2) Figure out a good way to say it.
3) Say it.
Most writing problems are really thinking problems, and the traditional way to solve them is to take thinking out of the equation. This is solving the problem by substituting a different problem. This is having trouble deciding what to order in a restaurant, so you go watch a movie about food instead. Templates and FPE are just a way to say, "Never mind thinking. Just fill in the blanks with what you believe the authorities will find acceptable."
There is nothing less open to standardization than writing, and yet for generations, long before the advent of Truly Terrible Tests, teachers and textbook publishers have tried to make it so. But you cannot standardize, templatize, or rulify writing without turning it into something else entirely.
I kiss my wife because I have a particular feeling, and I follow the impulse born of that feeling at that time.

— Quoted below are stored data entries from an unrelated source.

PR #929, opened 2021-11-09
Script to mail regular issue summaries to typing-sig

srittau:
Example output (with cheated "since" date, since last week I touched all issues):

```
From: Typing Bot <noreply@python.org>
To: typing-sig@python.org
Subject: Opened and changed typing issues week 2021-W44

The following is an overview of all issues and pull requests in the
typing repository on GitHub with the label 'topic: feature'
that were opened or updated last week, exluding closed issues.

---------------------------------------------------

The following issues and pull requests were opened last week: 

#928   Add a `import type` feature (like typescript)
       opened by @KotlinIsland
       https://api.github.com/repos/python/typing/issues/928

---------------------------------------------------

The following issues and pull requests were updated last week: 

#802   Wrapper/Proxy Generic Type
       opened by @hatal175
       https://api.github.com/repos/python/typing/issues/802
#926   Change PEP 647 to allow for narrowing in the negative case
       opened by @Zomatree
       https://api.github.com/repos/python/typing/issues/926

---------------------------------------------------

All issues and pull requests with the label 'topic: feature'
can be viewed under the following URL:

https://github.com/python/typing/issues?q=label%3A%22topic%3A+feature%22
```

This script would be run once a week as a cron job. Unfortunately it seems that we can't mail directly from GitHub Actions (at least not without a mail server configured for it), but I can set up a cron job on a company server.

One possible caveat: It's possible the Python mail server will reject the mail with a python.org-From from a remote web server, in which case we need to change the `From` to something else.

@gvanrossum Would this weekly report be okay for typing-sig?

Cc @shannonzhu

### DIFF
--- a/scripts/typing-summary.py
+++ b/scripts/typing-summary.py
@@ -1,0 +1,127 @@
+#!/usr/bin/env python3
+
+from __future__ import annotations
+
+import datetime
+from dataclasses import dataclass
+from typing import Any, Iterable, Sequence
+
+import requests
+
+ISSUES_API_URL = "https://api.github.com/repos/python/typing/issues"
+ISSUES_URL = "https://github.com/python/typing/issues?q=label%3A%22topic%3A+feature%22"
+
+
+@dataclass
+class Issue:
+    number: int
+    title: str
+    url: str
+    created: datetime.datetime
+    user: str
+    pull_request: bool = False
+
+
+def main() -> None:
+    since = previous_week_start()
+    issues = fetch_issues(since)
+    if len(issues) > 0:
+        new, updated = split_issues(issues, since)
+        print_summary(since, new, updated)
+
+
+def previous_week_start() -> datetime.date:
+    today = datetime.date.today()
+    return today - datetime.timedelta(days=today.weekday() + 7)
+
+
+def fetch_issues(since: datetime.date) -> list[Issue]:
+    """Return (new, updated) issues."""
+    j = requests.get(
+        ISSUES_API_URL,
+        params={
+            "labels": "topic: feature",
+            "since": f"{since:%Y-%m-%d}T00:00:00Z",
+            "per_page": "100",
+            "state": "open",
+        },
+        headers={"Accept": "application/vnd.github.v3+json"},
+    ).json()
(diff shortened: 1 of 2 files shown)


Gobot1234:
Apart from a couple of things LGTM:
- would it not be good to reform the issue urls so that they don't take you to json
- should this not include a github actions script to automate sending of this

scripts/typing-summary.py
```diff
@@ -0,0 +1,132 @@
...
+        headers={"Accept": "application/vnd.github.v3+json"},
+    ).json()
+    assert isinstance(j, list)
+    return [parse_issue(j_i) for j_i in j]
+
+
+def parse_issue(j: Any) -> Issue:
+    number = j["number"]
+    title = j["title"]
+    url = j["url"]
```
hauntsaninja, line 56:
```suggestion
    url = j["html_url"]
```

srittau:
> * should this not include a github actions script to automate sending of this

See my comment above:

> Unfortunately it seems that we can't mail directly from GitHub Actions (at least not without a mail server configured for it), but I can set up a cron job on a company server.

srittau:
I've now set up a cron job that executes this script every Monday morning. Let's see whether this get through tomorrow.

scripts/typing-summary.py
```diff
@@ -0,0 +1,144 @@
...
+            "The following is an overview of all issues and pull requests in the\n"
+            "typing repository on GitHub with the label 'topic: feature'\n"
+            "that were opened or updated last week, excluding closed issues.\n\n"
+            "---------------------------------------------------\n\n"
+        )
+    if len(new) >= 0:
+        s += "The following issues and pull requests were opened last week: \n\n"
+        s += "".join(generate_issue_text(issue) for issue in new)
+        s += "\n---------------------------------------------------\n\n"
+    if len(changed) >= 0:
```
Akuli, line 121: Maybe these should be `>`, so that they don't run every time.

srittau: Good catch!

srittau:
Ping. This has now been officially used for a few weeks. I think we should merge it.

PR #931, opened 2021-11-10
Clean-up `typing_extensions` -- meta

AA-Turner:
xref #892 
@srittau 

'Meta' PR with build changes -- note changed from the original PR as I saw setuptools intend to deprecate and remove `setup.py install` and `pyproject.toml` is the blessed solution. I was going to use setuptools as the backend for consistency but it fails on windows due to encoding problems (setuptools uses encoding=None when reading config files, and the default windows code page isn't UTF-8) with Łukasz's name -- flit seems to have no such problems, and was the first alternative when I searched for non-setuptools backends.

A


typing_extensions/pyproject.toml
```diff
@@ -0,0 +1,67 @@
...
+Typing Extensions -- Backported and Experimental Type Hints for Python
+
+The ``typing`` module was added to the standard library in Python 3.5, but
+many new features have been added to the module since then.
+This means users of older Python versions who are unable to upgrade will not be
+able to take advantage of new types added to the ``typing`` module, such as
+``typing.Protocol`` or ``typing.TypedDict``.
+
+The ``typing_extensions`` module contains backports of these changes.
+Experimental types that will eventually be added to the ``typing``
```
JelleZijlstra, line 21:
```suggestion
Experimental types that may eventually be added to the ``typing``
```
We include types from unaccepted PEPs.

JelleZijlstra (approved):

srittau (approved):

srittau:
Thanks!

PR #932, opened 2021-11-10
Clean-up `typing_extensions` -- `typing_extensions`

AA-Turner:
xref #892 
@srittau 

Actual `typing_extensions` PR. Unchanged from original.

A

### DIFF
--- a/typing_extensions/src_py3/typing_extensions.py
+++ b/typing_extensions/src_py3/typing_extensions.py
@@ -6,7 +6,7 @@ import typing
 
 # After PEP 560, internal typing API was substantially reworked.
 # This is especially important for Protocol class which uses internal APIs
-# quite extensivelly.
+# quite extensively.
 PEP_560 = sys.version_info[:3] >= (3, 7, 0)
 
 if PEP_560:
--- a/typing_extensions/src_py3/typing_extensions.py
+++ b/typing_extensions/src_py3/typing_extensions.py
@@ -22,13 +22,8 @@ if PEP_560:
     from typing import _GenericAlias
 else:
     from typing import GenericMeta, TypingMeta
-OLD_GENERICS = False
-try:
-    from typing import _type_vars, _next_in_mro, _type_check
-except ImportError:
-    OLD_GENERICS = True
 if sys.version_info[:2] == (3, 6):
-    from typing import _subs_tree  # noqa
+    from typing import _type_vars, _next_in_mro, _type_check, _subs_tree  # noqa
 
 # The two functions below are copies of typing internal helpers.
 # They are needed by _ProtocolMeta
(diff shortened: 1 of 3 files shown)


typing_extensions/src_py3/typing_extensions.py
```diff
@@ -1698,7 +1046,7 @@ def __init__(cls, name, bases, ns, total=True):
             # In Python 3.4 and 3.5 the __init__ method also needs to support the
             # keyword arguments.
             # See https://www.python.org/dev/peps/pep-0487/#implementation-details
```
srittau, line 1048: This comment seems obsolete.

typing_extensions/src_py3/typing_extensions.py
```diff
@@ -1780,7 +1128,10 @@ class Point2D(TypedDict):
     # Not exported and not a public API, but needed for get_origin() and get_args()
     # to work.
     _AnnotatedAlias = typing._AnnotatedAlias
+# 3.7-3.8
 elif PEP_560:
+    import operator
```
srittau, line 1133: Nit: While this import is only used for this branch, I suggest to import at the top for better overview.

srittau (changes requested):
Thanks!

You (sensibly) removed a few non-underscored, but also not exported via `__all__` attributes. As this is technically an API change (even though it's not exported via `__all__`), could you add these removals to `typing_extensions/CHANGELOG`:

* `TypingMeta`
* `OLD_GENERICS`
* `SUBS_TREE`
* `HAVE_ANNOTATED`
* `HAVE_PROTOCOLS`

Also could you mention in the Changelog that starting with 4.0.0 support for Python 2 and <3.6 has been dropped?

A few more remarks below.

typing_extensions/src_py3/typing_extensions.py
AA-Turner: Done

typing_extensions/src_py3/typing_extensions.py
AA-Turner: Done

typing_extensions/src_py3/typing_extensions.py
```diff
@@ -155,27 +78,16 @@ def _check_methods_in_mro(C, *methods):
...
-# Annotated relies on substitution trees of pep 560. It will not work for
-# versions of typing older than 3.5.3
-HAVE_ANNOTATED = PEP_560 or SUBS_TREE
-
 if PEP_560:
     __all__.extend(["get_args", "get_origin", "get_type_hints"])
 
-if HAVE_ANNOTATED:
-    __all__.append("Annotated")
+__all__.extend(['Annotated', 'Protocol', 'runtime', 'runtime_checkable'])
```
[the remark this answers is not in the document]
AA-Turner: Done

AA-Turner:
Sorry, forgot to add a changelog entry earlier -- have now done so.

srittau (approved):
Thanks again. For future reference: Please don't force push as it makes it harder to review changes.

AA-Turner:
Sorry - I had to rebase onto `master` to pick up the changelog -- is it better to merge in `HEAD` instead of rebase + force push?
A

srittau:
Yes, we squash merge anyway, so rebasing should not be necessary.

PR #934, opened 2021-11-11
Make library guidelines checker agnostic

Bibo-Joshi:
Hi. This PR is a spin-off of #913. Citing:

> Moreover, because the guideline was copied as-is from pyright, it strongly emphasizes pyright as typechecker, which I also wouldn't expect from a python source. For comparison: the [docs of the typing module](https://docs.python.org/3/library/typing.html#typing.Annotated) which are somewhat longer than these guidelines mention "e.g., via mypy or Pyre" exactly once.

Hence, this PR tries to make guidelines more agnostic of the used type checker. It also tries to emphasize that the guidelines are not (yet) fixed rules, but in fact guidelines - which at least is my understanding of what the document is supposed to represent.


JelleZijlstra (approved):

docs/source/libraries.rst
```diff
@@ -119,11 +119,13 @@ determine the value of ``__all__``.
 Type Completeness
 =================
 
-A “py.typed” library is said to be “type complete” if all of the symbols
+A “py.typed” library should aim to be type complete so that type
+checking and inspection can work to their full extend. Here we say that a
```
hauntsaninja, line 123:
```suggestion
checking and inspection can work to their full extent. Here we say that a
```

erictraut:
These changes look good to me. Thanks @Bibo-Joshi.

PR #935, opened 2021-11-11
Use unittest for testing instead of pytest

srittau:


hauntsaninja (commented):
Thanks, can we leave a comment about not having `pip install`s, just in case?

srittau:
Sure, where do you want the comment. In the yaml file?

.github/workflows/ci.yml
```diff
@@ -26,21 +26,10 @@ jobs:
...
-
-      - name: Install dependencies
-        run: |
-          pip install --upgrade pip
-          pip install -r test-requirements.txt
-
       - name: Test typing_extensions
-        run: pytest typing_extensions/src_py3
+        run: |
+          cd typing_extensions/src_py3
```
hauntsaninja, line 31:
```suggestion
        run: |
          # Be wary of running `pip install` here, since it becomes easy for us to
          # accidentally pick up typing_extensions as installed by a dependency 
          cd typing_extensions/src_py3
```

JelleZijlstra (approved):
Would be good to also have an assertion in the unit test file to make sure we're picking up the right copy of the file (something like `assert dirname(typing_extensions.__file__) == dirname(__file__)`.

It's going to be tricky for people testing the module locally to avoid picking up an installed copy, so it would be useful to provide this check and guidance like using an empty venv.

PR #941, opened 2021-11-14
prepare release 4.0.0

JelleZijlstra:


srittau (approved):

JelleZijlstra:
That was fast. :) I'm going to be out for a couple of hours and do the actual release after that.

PR #942, opened 2021-11-14
Add `Self` type to the README of typing-extensions

jack1142:
This type was missing from the README even though it is part of the typing-extensions package.


srittau (approved):
Thanks!

JelleZijlstra:
Thanks, good catch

If I kiss my wife because I am concerned about satisfying some Higher Authority's Rules about how I should behave toward my wife, the action I take may bear a superficial resemblance to a kiss, but as I stand there carefully arranging my lips and checking for the approved level of moisture, angle of approach, degree of impact pressure, duration of contact, and any other rules I've been told I must follow for such interactions, the resulting action is something else entirely.
So, can writing be taught at all?
God, I hope so, or I don't know what the hell I've been doing for the past thirty-some years.
Here are some things that I believe work.
Tools. We teach students a variety of tools and techniques. This includes technical tricks like Ways To Make Transitions Happen and analytical tricks like Count All the Forms of Be in Your Paper and See If You Can Make Some Go Away. This also includes sharing and discussing process, so that students can learn a variety of ways that they could, for example, pre-write.
Permission. Particularly if they have wandered down the path of One True Way. I cannot even begin to guess how many students I have dealt with who insist on using approaches to writing that do not work for them at all, simply because they are convinced that's what they are Supposed To Do. Give students permission and encouragement to experiment and wander and try other things.
Write. Write write write write WRITE write write. I am pretty sure that if I simply had students write all the time and I never gave them a lick of feedback, but just kept them writing, they would get better. Feedback, reflection, discussion, sharing and assessment all speed up the process, but the activity central to improving writing is to write. Frequently, regularly, in a variety of modes and purposes, but write.
Individualization. I start with the premise that there are no child prodigy writers, which has to mean that everybody starts in the same place-- Downtown Suckville. Every writer is on a journey from Suckville to Awesome Town, but there is no bus or train that runs there, so every writer has to make the journey in her own way at her own speed. In fact, the trip metaphor only works if we allow for black holes and secret tunnels, because travelers don't even hit checkpoints in the same order. This week Chris may be ready to figure out conclusions but Pat is still wrestling with using less passive voice. Alphonse may be trying to work out writing tools that Fiona doesn't even care about. Every teacher of writing must make her own compromises, because you won't have time to handle the individual nature of learning instruction perfectly. Only you can figure out how you'll deal with that. But there is no tool more important to a writer than individual voice and that is, of course, individual.
So I believe that writing can be taught and fostered and mentored. The tricky part is that there are sooooooo many ways that a teacher can mess things up and get in the way. Templates and the FPE are prime examples of how that can go wrong. Thomas is right; Vonnegut is wrong. Writing is often mistaught, but it is not unteachable.